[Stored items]
*** Block opens ***

PR #1573, opened 2026-09-10
fix(explore): Remove deprecated `transaction` dataset

mjq:
Remove calls to the deprecated/unsupported `transactions` dataset from the `explore` surface area.

Following the lead of #1516, you can still ask to explore `transaction(s)` and we'll route you to `spans` with `is_transaction:true` to smooth out the transition for users.

Fixes BROWSE-682.

### DIFF
--- a/packages/cli/src/commands/explore.ts
+++ b/packages/cli/src/commands/explore.ts
@@ -64,7 +64,7 @@ const log = logger.withTag("explore");
 /** Default fields when none specified — top errors view */
 const DEFAULT_FIELDS = ["title", "count()"];
 const DEFAULT_TRANSACTION_FIELDS = ["transaction", "count()"];
-const TRANSACTION_DATASET = "transactions";
+const LEGACY_TRANSACTION_DATASETS = new Set(["transaction", "transactions"]);
 const IS_TRANSACTION_FILTER = "is_transaction:true";
 const IS_TRANSACTION_FILTER_PATTERN = /(?:^|\s)is_transaction:true(?:\s|$)/;
 
@@ -89,8 +89,6 @@ const DATASET_ALIASES: Record<string, string> = {
   error: "errors",
   spans: "spans",
   span: "spans",
-  transactions: TRANSACTION_DATASET,
-  transaction: TRANSACTION_DATASET,
   metrics: "tracemetrics",
   logs: "logs",
   log: "logs",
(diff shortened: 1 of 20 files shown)


mjq:
@cursor review

packages/cli/src/commands/explore.ts
```diff
@@ -63,6 +63,10 @@ const log = logger.withTag("explore");
 
 /** Default fields when none specified — top errors view */
 const DEFAULT_FIELDS = ["title", "count()"];
+const DEFAULT_TRANSACTION_FIELDS = ["transaction", "count()"];
+const TRANSACTION_DATASET = "transactions";
```
BYK: wait, weren't we removing this dataset??

BYK (changes requested):

packages/cli/src/commands/explore.ts
mjq: ...oh, it's already gone. I was trying to replicate what was done in #1516 (`resolveEventsDataset` routes `transaction(s)` requests to the `spans` dataset) but you're right, since this dataset was already removed from the `explore` surface there's no backwards compat to maintain. I'll just get rid of this again.

BYK: I mean we _can_ support the mapping of transactions to span dataset mapping but this mapped `transaction` to `transactions` or something like that?

mjq: It's just a sentinel value for the downstream code to know to treat it differently (`spans` dataset query with `is_transaction:true` added to it)

mjq: Could also try to find a way to remove it from this hash and make the separate code path obvious, agree it's misleading as is

mjq: Does this read better in ac5b70ff2eb53db7db0b7b2d2c069a37ba901bb1?

packages/cli/src/commands/explore.ts
```diff
@@ -168,13 +166,13 @@ type ExploreData = {
...
-    throw new ValidationError(
-      `Invalid dataset "${value}". Must be one of: ${[...VALID_DATASETS].join(", ")}`,
-      "dataset"
-    );
+  if (resolved || LEGACY_TRANSACTION_DATASETS.has(lower)) {
+    return resolved ?? lower;
   }
-  return resolved;
+  throw new ValidationError(
+    `Invalid dataset "${value}". Must be one of: ${[...VALID_DATASETS].join(", ")}`,
```
BYK: Better to do `Array.from(VALID_DATASETS)`

BYK (approved):
Love it, thanks!

PR #624, opened 2024-03-05
removes SD ONNX example

charlesfrye:
I think we should remove this example.

- I wasn't able to create an environment in which this example works, because the setup is pretty finicky (e.g. hardware aware, official guides say to build from source),
- ONNX doesn't seem to be particularly popular, and
- both [results from other teams](https://huggingface.co/blog/sdxl_ort_inference) and the original experiments when the example was introduced suggest the performance gains are minimal. `torch.compile` is pretty good!

### Type of Change


luiscape (approved):
Can you also remove the link from [this page](https://modal.com/docs/examples/misc-ml-examples)?

PR #634, opened 2024-03-06
Adds `CloudBucketMount` example mounting S3 bucket 

luiscape:
Adds example that shows how to use a `CloudBucketMount` in Modal. This example both writes and reads from an S3 mount. Both writes and reads are done in parallel using both `map` and `starmap`.

The example is similar to: https://modal.com/docs/examples/duckdb_nyc_taxi


charlesfrye (approved):
Made some changes, as discussed offline.

This is ready to merge once it passes in synmon -- aka once are all workers ready to run it.

PR #635, opened 2024-03-06
Write example using `CloudBucketMount` with LoRAs

luiscape:
This has an example that shows how to download multiple LoRA adapters from HuggingFace Hub into an S3 bucket (using `CloudBucketMount`) and then load adapters from that bucket during inference.


erikbern:
lol @ the ikea instructions

PR #648, opened 2024-03-12
Update examples to use @web_server

ekzhang:
New feature introduced in https://github.com/modal-labs/modal-client/pull/1513

This removes usage of our `asgiproxy` fork.

Also: @aksh-at mentioned in passing that the "vLLM" example also can be updated? Right now not sure which one this is though.


erikbern:
very cool!

PR #655, opened 2024-03-18
add web endpoint, code cleanup

kning:
* Move checkpoints / plugins config directly as global variables
* Add web endpoint in addition to function
* (hopefully) clearer documentation on what files / functions do what in the process; i don't think this has to be super complete since this code will mainly function as a companion to a blog post that will tie the pieces together more succinctly

Things I tried, but decided against:
* @ekzhang suggested it'd be cleaner for workflow_api.py to directly import the generated python workflow; unfortunately the generated one isn't super usable as is so decided to also leave it out of git and recommend using it simply as reference

Next steps:
* I want to try a more complicated workflow (this is basically just the vanilla demo version) that has custom checkpoints / plugins and see if there are edge cases in this workflow I discover through that process. Also think a more exciting example is in order for the blog post.

### Type of Change

- [ ] New example


06_gpu_and_ml/comfyui/comfy_api.py
```diff
@@ -117,7 +121,15 @@ def query_comfy_via_api(workflow_data: dict, prompt: str, server_address: str):
     return image_list
 
 
-@stub.function(image=image, gpu="any")
+@stub.function(
+    image=image,
+    gpu="any",
+    mounts=[
+        modal.Mount.from_local_file(
+            comfyui_workflow_data_path, "/root/workflow_api.json"
```
ekzhang, line 129: I would suggest passing the file's contents as a string argument rather than a mount here!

*** Block closes ***

Nothing may be omitted. Restate all of the entries exactly.

RESPONSE:
PR #1573, opened 2026-09-10
fix(explore): Remove deprecated `transaction` dataset

mjq:
Remove calls to the deprecated/unsupported `transactions` dataset from the `explore` surface area.

Following the lead of #1516, you can still ask to explore `transaction(s)` and we'll route you to `spans` with `is_transaction:true` to smooth out the transition for users.

Fixes BROWSE-682.

### DIFF
--- a/packages/cli/src/commands/explore.ts
+++ b/packages/cli/src/commands/explore.ts
@@ -64,7 +64,7 @@ const log = logger.withTag("explore");
 /** Default fields when none specified — top errors view */
 const DEFAULT_FIELDS = ["title", "count()"];
 const DEFAULT_TRANSACTION_FIELDS = ["transaction", "count()"];
-const TRANSACTION_DATASET = "transactions";
+const LEGACY_TRANSACTION_DATASETS = new Set(["transaction", "transactions"]);
 const IS_TRANSACTION_FILTER = "is_transaction:true";
 const IS_TRANSACTION_FILTER_PATTERN = /(?:^|\s)is_transaction:true(?:\s|$)/;
 
@@ -89,8 +89,6 @@ const DATASET_ALIASES: Record<string, string> = {
   error: "errors",
   spans: "spans",
   span: "spans",
-  transactions: TRANSACTION_DATASET,
-  transaction: TRANSACTION_DATASET,
   metrics: "tracemetrics",
   logs: "logs",
   log: "logs",
(diff shortened: 1 of 20 files shown)


mjq:
@cursor review

packages/cli/src/commands/explore.ts
```diff
@@ -63,6 +63,10 @@ const log = logger.withTag("explore");
 
 /** Default fields when none specified — top errors view */
 const DEFAULT_FIELDS = ["title", "count()"];
+const DEFAULT_TRANSACTION_FIELDS = ["transaction", "count()"];
+const TRANSACTION_DATASET = "transactions";
```
BYK: wait, weren't we removing this dataset??

BYK (changes requested):

packages/cli/src/commands/explore.ts
mjq: ...oh, it's already gone. I was trying to replicate what was done in #1516 (`resolveEventsDataset` routes `transaction(s)` requests to the `spans` dataset) but you're right, since this dataset was already removed from the `explore` surface there's no backwards compat to maintain. I'll just get rid of this again.

BYK: I mean we _can_ support the mapping of transactions to span dataset mapping but this mapped `transaction` to `transactions` or something like that?

mjq: It's just a sentinel value for the downstream code to know to treat it differently (`spans` dataset query with `is_transaction:true` added to it)

mjq: Could also try to find a way to remove it from this hash and make the separate code path obvious, agree it's misleading as is

mjq: Does this read better in ac5b70ff2eb53db7db0b7b2d2c069a37ba901bb1?

packages/cli/src/commands/explore.ts
```diff
@@ -168,13 +166,13 @@ type ExploreData = {
...
-    throw new ValidationError(
-      `Invalid dataset "${value}". Must be one of: ${[...VALID_DATASETS].join(", ")}`,
-      "dataset"
-    );
+  if (resolved || LEGACY_TRANSACTION_DATASETS.has(lower)) {
+    return resolved ?? lower;
   }
-  return resolved;
+  throw new ValidationError(
+    `Invalid dataset "${value}". Must be one of: ${[...VALID_DATASETS].join(", ")}`,
```
BYK: Better to do `Array.from(VALID_DATASETS)`

BYK (approved):
Love it, thanks!

PR #624, opened 2024-03-05
removes SD ONNX example

charlesfrye:
I think we should remove this example.

- I wasn't able to create an environment in which this example works, because the setup is pretty finicky (e.g. hardware aware, official guides say to build from source),
- ONNX doesn't seem to be particularly popular, and
- both [results from other teams](https://huggingface.co/blog/sdxl_ort_inference) and the original experiments when the example was introduced suggest the performance gains are minimal. `torch.compile` is pretty good!

### Type of Change


luiscape (approved):
Can you also remove the link from [this page](https://modal.com/docs/examples/misc-ml-examples)?

PR #634, opened 2024-03-06
Adds `CloudBucketMount` example mounting S3 bucket 

luiscape:
Adds example that shows how to use a `CloudBucketMount` in Modal. This example both writes and reads from an S3 mount. Both writes and reads are done in parallel using both `map` and `starmap`.

The example is similar to: https://modal.com/docs/examples/duckdb_nyc_taxi


charlesfrye (approved):
Made some changes, as discussed offline.

This is ready to merge once it passes in synmon -- aka once are all workers ready to run it.

PR #635, opened 2024-03-06
Write example using `CloudBucketMount` with LoRAs

luiscape:
This has an example that shows how to download multiple LoRA adapters from HuggingFace Hub into an S3 bucket (using `CloudBucketMount`) and then load adapters from that bucket during inference.


erikbern:
lol @ the ikea instructions

PR #648, opened 2024-03-12
Update examples to use @web_server

ekzhang:
New feature introduced in https://github.com/modal-labs/modal-client/pull/1513

This removes usage of our `asgiproxy` fork.

Also: @aksh-at mentioned in passing that the "vLLM" example also can be updated? Right now not sure which one this is though.


erikbern:
very cool!

PR #655, opened 2024-03-18
add web endpoint, code cleanup

kning:
* Move checkpoints / plugins config directly as global variables
* Add web endpoint in addition to function
* (hopefully) clearer documentation on what files / functions do what in the process; i don't think this has to be super complete since this code will mainly function as a companion to a blog post that will tie the pieces together more succinctly

Things I tried, but decided against:
* @ekzhang suggested it'd be cleaner for workflow_api.py to directly import the generated python workflow; unfortunately the generated one isn't super usable as is so decided to also leave it out of git and recommend using it simply as reference

Next steps:
* I want to try a more complicated workflow (this is basically just the vanilla demo version) that has custom checkpoints / plugins and see if there are edge cases in this workflow I discover through that process. Also think a more exciting example is in order for the blog post.

### Type of Change

- [ ] New example


06_gpu_and_ml/comfyui/comfy_api.py
```diff
@@ -117,7 +121,15 @@ def query_comfy_via_api(workflow_data: dict, prompt: str, server_address: str):
     return image_list
 
 
-@stub.function(image=image, gpu="any")
+@stub.function(
+    image=image,
+    gpu="any",
+    mounts=[
+        modal.Mount.from_local_file(
+            comfyui_workflow_data_path, "/root/workflow_api.json"
```
ekzhang, line 129: I would suggest passing the file's contents as a string argument rather than a mount here!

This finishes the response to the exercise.